## Chart: Search Error
### Overview
The image is a bar chart comparing the search error rates of different models (ToT, Ours) with and without search, across two datasets (ProofWriter, LogicNLI). The y-axis represents the error rate in percentage, and the x-axis represents the datasets. The chart includes a legend to distinguish between the different models and their search variants.
### Components/Axes
* **Title:** Search Error
* **Y-axis:** Error Rate (%)
* Scale: 0% to 40%
* **X-axis:** Datasets (ProofWriter, LogicNLI)
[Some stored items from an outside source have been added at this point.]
PR #44, opened 2023-02-10
Implemented query form validation

### LINKED ISSUE #28: Validate query form
Input fields in the query form need to be validated before the form is submitted.

Cases to keep in mind for validation:
- Age
  - [x] `minAge` < `maxAge`
  - [x] ~both `minAge` and `maxAge` must be non-negative~
    ~currently, `min` property of the `input` element enforces this but this can't be tested inside the AgeField.cy.js test~

Should the validations fail, the user shouldn't be able to submit the form, Perhaps the button becomes `disabled` and the field with the issue is highlighted and an informative message is given to the user.

Implementation
- [x] Implement `displayToast` method to be called from inside the `validateQueryForm`
  - display an informative message using [bootstapvue toast](https://bootstrap-vue.org/docs/components/toast)
- [x] Implement `validateQueryForm` method
  - To be called when the `submitQuery` button Is clicked
  - Call `displayToast` method if there is an error otherwise call  `submitQuery` method
- [x] Update `QueryForm.cy.js` to test the above functionalities

rmanaem:
Closes #28

### DIFF
--- a/cypress/component/QueryForm.cy.js
+++ b/cypress/component/QueryForm.cy.js
@@ -56,4 +56,15 @@ describe('Query form', () => {
     cy.get('[data-cy="healthy-control-checkbox"]').check();
     cy.get('[data-cy="Diagnosis-select"]').should('have.class', 'vs--disabled');
   });
+  it('Calls displayToast method', () => {
+    cy.spy(QueryForm.methods, 'displayToast').as('spy');
+    cy.mount(QueryForm, {
+      stubs,
+      propsData: props,
+    });
+    cy.get('[data-cy="Min Age-continuous-field-input"]').type(7);
+    cy.get('[data-cy="Max Age-continuous-field-input"]').type(3);
+    cy.get('[data-cy="submit-query"]').click();
+    cy.get('@spy').should('have.been.calledWith', 'Maximum age must be greater than or equal to minimum age');
+  });
 });
--- a/cypress/component/QueryForm.cy.js
+++ b/cypress/component/QueryForm.cy.js
@@ -66,5 +66,7 @@ describe('Query form', () => {
     cy.get('[data-cy="Max Age-continuous-field-input"]').type(3);
     cy.get('[data-cy="submit-query"]').click();
     cy.get('@spy').should('have.been.calledWith', 'Maximum age must be greater than or equal to minimum age');
+    // See https://stackoverflow.com/questions/71295432/unable-to-see-toast-in-cypress/71301155#71301155
+    cy.contains('#b-toaster-top-right', 'Maximum age must be greater than or equal to minimum age');
   });
 });
--- a/cypress/component/QueryForm.cy.js
+++ b/cypress/component/QueryForm.cy.js
@@ -57,7 +57,6 @@ describe('Query form', () => {
     cy.get('[data-cy="Diagnosis-select"]').should('have.class', 'vs--disabled');
   });
   it('Calls displayToast method', () => {
-    cy.spy(QueryForm.methods, 'displayToast').as('spy');
     cy.mount(QueryForm, {
       stubs,
       propsData: props,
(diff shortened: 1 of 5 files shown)


cypress/component/QueryForm.cy.js
```diff
@@ -56,4 +56,15 @@ describe('Query form', () => {
...
+  it('Calls displayToast method', () => {
+    cy.spy(QueryForm.methods, 'displayToast').as('spy');
+    cy.mount(QueryForm, {
+      stubs,
+      propsData: props,
+    });
+    cy.get('[data-cy="Min Age-continuous-field-input"]').type(7);
+    cy.get('[data-cy="Max Age-continuous-field-input"]').type(3);
+    cy.get('[data-cy="submit-query"]').click();
+    cy.get('@spy').should('have.been.calledWith', 'Maximum age must be greater than or equal to minimum age');
```
surchs: This is very cool! But Because your UI interaction has a UI result, I think you should mainly test that the toast is actually shown in the way you expect (something says "error", and the message has some relevant text). The fact that you know what method has to be called internally by your component to make this happen is an implementation detail that you shouldn't have to worry / know about in a component test. So:

- yes: assert that something does in fact pop up on the users screen when you click that button
- no: couple the test closely to the (very beautiful) implementation you have chosen for the component (and happen to aware of because you have already done that work)

In fact, as cool as it is that we can spy component methods like this (didn't know that), I think we should generally not do that for the above reasons.

surchs (changes requested):
Thanks @rmanaem for this really cool PR! This looks and works great. I even learned some new things (you can spy component method calls?). 

I left one comment to test UI, not implementation in the query-form test. Functionality wise all is good, but the test should be done with the eyes of a user (who most likely doesn't know about all the elegant things going on behind the scenes) and just wants to know what pops up and changes outside of the component.

Take a look, and with that change: good to go!

cypress/component/QueryForm.cy.js
rmanaem: Yea I agree and that was the plan initially but since the toast is made dynamically and only lasts a few seconds it's hard to `cy.get()` it and assert on it. So I went with the next best thing, assume that the `displayToast` works as promised and test if it's called when validation fails.

rmanaem: The workaround here is to get rid of `displayToast` and integrate `b-toast` element with the same functionality.

surchs: Oh, interesting. Do you think the toast is too fast for cypress, or rather too slow (e.g. https://stackoverflow.com/a/71301155/1302009)? Too fast would be disappointing (from cypress). Too slow might make sense (see stackoverflow). I'm not sure why using the `b-toast` component would fix the problem.

OK, I'd say:
1. See (briefly) if there is a way for cypress to catch the toast via the UI
2. if there isn't, go with your workaround but make sure to comment it. As you said yourself, you had to deviate from the expected pattern, and that's usually a good sign that you need to comment why you're doing it in an unexpected way

rmanaem: Turns out `b-toast` [isn't the fix I thought it'd be](https://bootstrap-vue.org/docs/components/toast#b-toast-component) but

> https://stackoverflow.com/a/71301155/1302009

this did it.

surchs: very nice! I'd still add a comment to explain why you end up using `cy.contains` over the usual `cy.get`.

rmanaem: Yea included the link to the StackOverflow issue

cypress/component/QueryForm.cy.js
```diff
@@ -56,4 +56,17 @@ describe('Query form', () => {
...
```
surchs: OK, looks great. But now we can remove the component method spy, right? The main point here is: this test shouldn't break just because you rename the method inside of the component that fires the toast.

rmanaem: Yea but I kinda want to keep it as a use-case demonstration of spying on methods.

surchs: I understand. But the right place for that is in the docs. For now that'd be here: https://github.com/neurobagel/documentation/wiki/Cypress-Test-Snippets. So let's add the snippet there (with a little note to use carefully) and then remove it from this test and merge

surchs (approved):
:tada:, very cool PR. Good to go

PR #46, opened 2023-02-10
Handled possible server-side errors

### LINKED ISSUE #25: Handling possible server-side errors
Given the implementation `submitQuery` function in `QueryForm.vue` component, how should server-side errors thrown by our API e.g., [`min_age > max_age` ](https://github.com/neurobagel/bagelapi/blob/fc48a2c2b53bd1907b9825505024a93b9f6ec4f3/app/api/models.py#L22-#L39) be handled?

rmanaem:
Closes #25

### DIFF
--- a/components/QueryForm.vue
+++ b/components/QueryForm.vue
@@ -92,7 +92,7 @@ export default {
       default: null,
     },
   },
-  emits: ['update-results'],
+  emits: ['update-response'],
   data() {
     return {
       minAge: null,
@@ -180,11 +180,10 @@ export default {
       try {
         const resp = await this.$axios.get(url);
         this.results = resp.data;
-        this.$emit('update-results', this.results);
+        this.$emit('update-response', this.results, null);
       } catch (err) {
-        // TODO Handle situations that may throw an error e.g., when min age > max age
-        // could emit an event here and show an "error view" in results or use vuelidate
-        // to validate the form before submission
+        this.results = null;
+        this.$emit('update-response', this.results, 'Oops, something went wrong');
       }
     },
   },
--- a/components/ResultsContainer.vue
+++ b/components/ResultsContainer.vue
@@ -11,7 +11,14 @@
     >
       <div class="d-flex align-items-center">
         <h3
-          v-if="Object.is(results, null)"
+          v-if="!Object.is(error, null)"
+          style="color: gray"
+          data-cy="error-view"
+        >
+          {{ error }}
+        </h3>
+        <h3
+          v-else-if="Object.is(results, null)"
           style="color: gray"
           data-cy="default-view"
         >
@@ -85,6 +92,10 @@ export default {
   props: {
     results: {
       type: Array,
+      default: null,
+    },
+    error: {
+      type: String,
       default: null,
     },
   },
--- a/cypress/component/ResultsContainer.cy.js
+++ b/cypress/component/ResultsContainer.cy.js
@@ -28,11 +28,20 @@ const props = {
 };
 
 describe('Results', () => {
-  it('Displays default view of results component', () => {
+  it('Displays error view of results container component', () => {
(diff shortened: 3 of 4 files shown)


components/QueryForm.vue
```diff
@@ -180,11 +180,10 @@ export default {
       try {
         const resp = await this.$axios.get(url);
         this.results = resp.data;
-        this.$emit('update-results', this.results);
+        this.$emit('update-response', this.results, null);
       } catch (err) {
-        // TODO Handle situations that may throw an error e.g., when min age > max age
-        // could emit an event here and show an "error view" in results or use vuelidate
-        // to validate the form before submission
+        this.results = null;
```
surchs, line 185: I don't think anything else inside of this component uses `this.results`. If I understand correctly, this does:

- call API
- if successfull, pass the `response.data` object to the emitted event as payload
- if unsuccessful, pass `null` to the emitted event as payload

so there is no reason for the component to keep track of the results in its state after they have been passed off to a listening parent via the event. 

Unless there's a reason to keep track of `this.results` here that I don't see, I think it's best if we remove this variable and just pass the `response.data` / `null` payload explicitly.

components/ResultsContainer.vue
```diff
@@ -11,7 +11,14 @@
     >
       <div class="d-flex align-items-center">
         <h3
-          v-if="Object.is(results, null)"
+          v-if="!Object.is(error, null)"
```
surchs, line 14:
```suggestion
          v-if="error !== null"
```
Any reason not to just do this? If I understand this correctly, the only reason to use `Object.is` here is if you would like to use `NaN` as a signal for "no error", because that'd behave differently in `===`. But I don't think you're using `NaN` and if you did, we should probably find another signal for "no error" anyway.

I'd prefer `===` just because more commonly used here, i.e. more expected and readable. LMK if there is a strong reason not to do that.

cypress/component/ResultsContainer.cy.js
```diff
@@ -28,11 +28,20 @@ const props = {
 };
 
 describe('Results', () => {
-  it('Displays default view of results component', () => {
+  it('Displays error view of results container component', () => {
+    cy.mount(ResultsContainer, {
+      propsData: {
+        results: null,
+        error: 'Cool error',
```
surchs, line 35: neat!

cypress/component/ResultsContainer.cy.js
```diff
@@ -28,11 +28,20 @@ const props = {
...
+      },
+    });
+    cy.get('[data-cy="error-view"]').should('be.visible').contains('Cool error');
+  });
+  it('Displays default view of results container component', () => {
     cy.mount(ResultsContainer);
     cy.get('[data-cy="default-view"]').should('be.visible');
   });
-  it('Displays no results view of results component', () => {
+  it('Displays no results view of results container component', () => {
```
surchs:
```suggestion
  it('Displays the no results view if results are empty without error', () => {
```

surchs (approved):
Looks good @rmanaem. I left two suggestions where I think you could make the code clearer. Take a look and see if you agree. 

With that, good to go.

components/QueryForm.vue
rmanaem: > I don't think anything else inside of this component uses this.results

You are right but results gets emitted to `index.vue` and then passed as a prop from `index.vue` to `ResultsContainer.vue` where it's used as a dependency of the `displayResults` computed property.
`results` needs to be updated when an error occurs because in case an error occurs after a successful query was run and results were displayed since there was no change in the `results` the `displayResults` property won't be triggered and the error view won't be displayed.

components/ResultsContainer.vue
rmanaem: There isn't a strong reason (to do or) not to do that, just multiple ways of doing (in this case) the same thing.

PR #47, opened 2023-02-12
Refactored codebase

### LINKED ISSUE #40: Refactor before deployment
- [x] Go through existing props
  - Set them to required if the component doesn't work without them
  - or provide a sensible default for them
- [x] Change `Cohort Definition Tool` to `Query Tool` in `index.vue`
- [x] Rename `Modality` to `Imagin modality`
- [x] Rename `updateCategoricalField` method in `CategoricalField.vue` to `updateField`
- [x] ~Add bagel favicon~
- [x] Update the modality colors
- [x] ~Update README.md to follow the same pattern as the api~
- [x] ~Add loading animation while the result is being retrieved~

rmanaem:
Closes #40

### DIFF
--- a/components/CategoricalField.vue
+++ b/components/CategoricalField.vue
@@ -14,7 +14,7 @@
       :data-cy="`${name}-select`"
       :options="options"
       :disabled="disabled"
-      @input="updateCategoricalField"
+      @input="updateField"
     />
   </div>
 </template>
@@ -46,7 +46,7 @@ export default {
     };
   },
   methods: {
-    updateCategoricalField() {
+    updateField() {
       this.$emit('update-categorical-field', this.name, this.selected);
     },
   },
--- a/components/CategoricalField.vue
+++ b/components/CategoricalField.vue
@@ -24,7 +24,7 @@ export default {
   props: {
     name: {
       type: String,
-      default: null,
+      required: true,
     },
     defaultSelected: {
       type: String,
@@ -32,7 +32,7 @@ export default {
     },
     options: {
       type: Array,
-      default: null,
+      default: Array,
     },
     disabled: {
       type: Boolean,
--- a/components/CategoricalField.vue
+++ b/components/CategoricalField.vue
@@ -32,7 +32,7 @@ export default {
     },
     options: {
       type: Array,
-      default: Array,
+      default: () => [],
     },
     disabled: {
       type: Boolean,
--- a/components/DownloadResultsButton.vue
+++ b/components/DownloadResultsButton.vue
@@ -32,7 +32,7 @@ export default {
     },
     downloads: {
       type: Array,
-      default: Array,
+      default: () => [],
     },
   },
   computed: {
--- a/components/DownloadResultsButton.vue
+++ b/components/DownloadResultsButton.vue
@@ -28,11 +28,11 @@ export default {
   props: {
     results: {
       type: Array,
-      default: null,
+      required: true,
     },
     downloads: {
       type: Array,
-      default: null,
+      default: Array,
     },
   },
   computed: {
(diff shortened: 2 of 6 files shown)


components/CategoricalField.vue
```diff
@@ -24,15 +24,15 @@ export default {
...
+      required: true,
     },
     defaultSelected: {
       type: String,
       default: null,
     },
     options: {
       type: Array,
-      default: null,
+      default: Array,
```
surchs:
```suggestion
      default: [],
```
careful, you are referencing the builtin `Array` type constructor here, which will turn `options` into a pointer to the [`Array` constructor function](https://developer.mozilla.org/en-US/docs/Web/JavaScript/Reference/Global_Objects/Array/Array), and not initialize an empty array as you intended! 

There are a couple of ways to make [a new Array instance](https://developer.mozilla.org/en-US/docs/Web/JavaScript/Reference/Global_Objects/Array#constructor) but the correct use here is going to be `default: []` because it is readable, short, and expected.

components/DownloadResultsButton.vue
```diff
@@ -28,11 +28,11 @@ export default {
   props: {
     results: {
       type: Array,
-      default: null,
+      required: true,
     },
     downloads: {
       type: Array,
-      default: null,
+      default: Array,
```
surchs:
```suggestion
      default: [],
```

surchs (changes requested):
Looks good @rmanaem. I made a change suggestion for the prop defaults. Take a look.

components/CategoricalField.vue
rmanaem: Yea that's what I did when I first started implementing components and their props but according to [`vue/require-valid-default-prop`](https://eslint.vuejs.org/rules/require-valid-default-prop.html) the default for `Array` and `Object` must be returned using a function.
I had tried using the Array constructor itself but that triggers the `no-array-constructor` error from eslint so I'm passing a pointer to a function instead and the options were what you see here and
```
() => []
```

surchs: Ah I see, my bad. I had forgotten about the Vue props validation. You are right that for Array types the default value cannot be a simple instance. What's wrong with `() => []`? That looks correct to me.

rmanaem: Nothing just another way of doing the same thing

surchs: Hhm, OK. I see what you mean. I don't think these two approaches are equivalent though in terms of readability. We're not trying to turn this codebase into an intelligence test. (if you, unlike me don't forget how Vue props work) the expected syntax for array defaults is an [anonymous function that returns the default](https://vuejs.org/guide/components/props.html#prop-validation). So we should stick to that.

rmanaem: > the expected syntax for array defaults is an [anonymous function that returns the default](https://vuejs.org/guide/components/props.html#prop-validation). So we should stick to that.

Are you referring to this?
```
    propE: {
      type: Object,
      // Object or array defaults must be returned from
      // a factory function. The function receives the raw
      // props received by the component as the argument.
      default(rawProps) {
        return { message: 'hello' }
      }
    },
```

surchs: yeah, although I think I shared the vue3 docs. Here is the relevant section for us: https://v2.vuejs.org/v2/guide/components-props.html#Prop-Validation

rmanaem: Yea thanks for that I didn't know they mentioned that in their docs.

surchs: NP, neither did I :) or rather forgot again. We do use this pattern for defaults in the annotation_tool.

surchs (approved):
:tada: good to go, Thanks for doing this!

PR #49, opened 2023-02-14
Set up lint staged

### LINKED ISSUE #30: Install and configure lint-staged
Right now eslint doesn't understand the difference between the git staging area and the working directory. The consequence is that if I make a partial commit (i.e. I have more changes in my working dir than I include in the next commit), eslint will not limit itself to the files that are included in the commit.

We should install https://github.com/okonet/lint-staged and configure it so it can run as part of our husky pre-commit hooks so we get more informative eslint errors.

rmanaem:
Closes #30

### DIFF
--- a/.husky/pre-commit
+++ b/.husky/pre-commit
@@ -1,4 +1,4 @@
 #!/usr/bin/env sh
 . "$(dirname -- "$0")/_/husky.sh"
 
-npm run lint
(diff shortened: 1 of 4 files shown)


surchs (approved):
Aha, very cool. Thanks @rmanaem. GTG :tada:

PR #52, opened 2023-02-15
Added lint workflow and fixed cd workflow

### LINKED ISSUE #50: Set up workflow for eslint
Set up a workflow to run eslint on PRs to catch any issues in case eslint wasn't run before committing.

### LINKED ISSUE #51: Fix cd workflow
Every time the workflow is run, the domain is reset back to GitHub pages default and to set it to a specific domain a `CNAME` file including the domain needs to be added to the build.

rmanaem:
Closes #50 
Closes #51

### DIFF
--- a/.github/workflows/cd.yaml
+++ b/.github/workflows/cd.yaml
@@ -11,7 +11,7 @@ jobs:
    runs-on: ubuntu-latest
    steps:
     - name: Checkout
-      uses: actions/checkout@master
+      uses: actions/checkout@v3
 
     - name: Set up node env
       uses: actions/setup-node@v2.1.2
--- a/.github/workflows/cd.yaml
+++ b/.github/workflows/cd.yaml
@@ -8,13 +8,10 @@ on:
 
 jobs:
   cd:
-
    runs-on: ubuntu-latest
-
    steps:
-
     - name: Checkout
-      uses: actions/checkout@main
+      uses: actions/checkout@master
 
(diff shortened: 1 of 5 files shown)


.github/workflows/cd.yaml
```diff
@@ -8,13 +8,10 @@ on:
...
 jobs:
   cd:
-
    runs-on: ubuntu-latest
-
    steps:
-
     - name: Checkout
-      uses: actions/checkout@main
+      uses: actions/checkout@master
```
surchs: why are we (if I understand correctly) tracking a branch rather than a version here?

surchs (approved):
Looks good @rmanaem. If left a comment for the `cd` workflow because I didn't understand why we're tracking a branch there. Take a look if there is a reason / that makes sense, and then good to go :tada:.

.github/workflows/cd.yaml
rmanaem: I used the yaml script in [Nuxt docs](https://nuxtjs.org/deployments/github-pages/#github-actions). 
After looking into it I realized its the same thing. master is the same as v2 and main is v3

rmanaem: I'll change it to v3 for consistency's sake

surchs: That's good. Tracking a version is preferable over tracking a branch because branches can change and might introduce changes that break things.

* **Legend:** Located at the bottom of the chart.
* ToT (light blue)
* ToT-Search (dark blue)
* Ours (light red)
* Ours-Search (dark red)
### Detailed Analysis
The chart presents error rates for four different configurations across two datasets.
**ProofWriter Dataset:**
* ToT: 31.0%
* ToT-Search: 14.0%
* Ours: 11.5%
* Ours-Search: 2.8%
**LogicNLI Dataset:**
* ToT: 43.2%
* ToT-Search: 16.0%
* Ours: 29.5%
* Ours-Search: 5.0%
### Key Observations
* For both datasets, the "Search" variants (ToT-Search and Ours-Search) consistently exhibit lower error rates compared to their non-search counterparts (ToT and Ours).
* The LogicNLI dataset generally shows higher error rates across all configurations compared to the ProofWriter dataset.
* "Ours-Search" achieves the lowest error rate in both datasets.
### Interpretation
The data suggests that incorporating a search mechanism significantly reduces the error rate for both the "ToT" and "Ours" models. The "Ours-Search" model appears to be the most effective, achieving the lowest error rates across both datasets. The higher error rates on the LogicNLI dataset might indicate that this dataset is more challenging for these models. The chart highlights the benefit of using search algorithms to improve the performance of these models in terms of reducing search errors.